▸ **Exercise aim**: Scan the material and copy out each line where the word "defmodule" occurs.

▸ **Input for this task**:
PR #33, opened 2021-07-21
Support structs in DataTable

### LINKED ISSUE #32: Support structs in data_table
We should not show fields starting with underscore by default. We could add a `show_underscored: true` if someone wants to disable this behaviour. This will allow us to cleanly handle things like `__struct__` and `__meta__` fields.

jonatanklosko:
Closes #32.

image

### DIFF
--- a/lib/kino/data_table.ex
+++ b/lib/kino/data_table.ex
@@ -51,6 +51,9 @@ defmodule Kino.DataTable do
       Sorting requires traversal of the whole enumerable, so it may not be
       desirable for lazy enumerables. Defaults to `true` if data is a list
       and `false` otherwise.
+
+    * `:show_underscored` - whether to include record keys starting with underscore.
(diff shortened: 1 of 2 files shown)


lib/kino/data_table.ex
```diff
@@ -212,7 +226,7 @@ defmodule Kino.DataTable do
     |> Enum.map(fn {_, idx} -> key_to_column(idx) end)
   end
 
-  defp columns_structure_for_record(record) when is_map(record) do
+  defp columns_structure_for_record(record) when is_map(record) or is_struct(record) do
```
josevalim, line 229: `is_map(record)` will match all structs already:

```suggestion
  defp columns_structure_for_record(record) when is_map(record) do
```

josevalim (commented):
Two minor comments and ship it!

▸ **Exercise response**:
@@ -51,6 +51,9 @@ defmodule Kino.DataTable do
@@ -212,7 +226,7 @@ defmodule Kino.DataTable do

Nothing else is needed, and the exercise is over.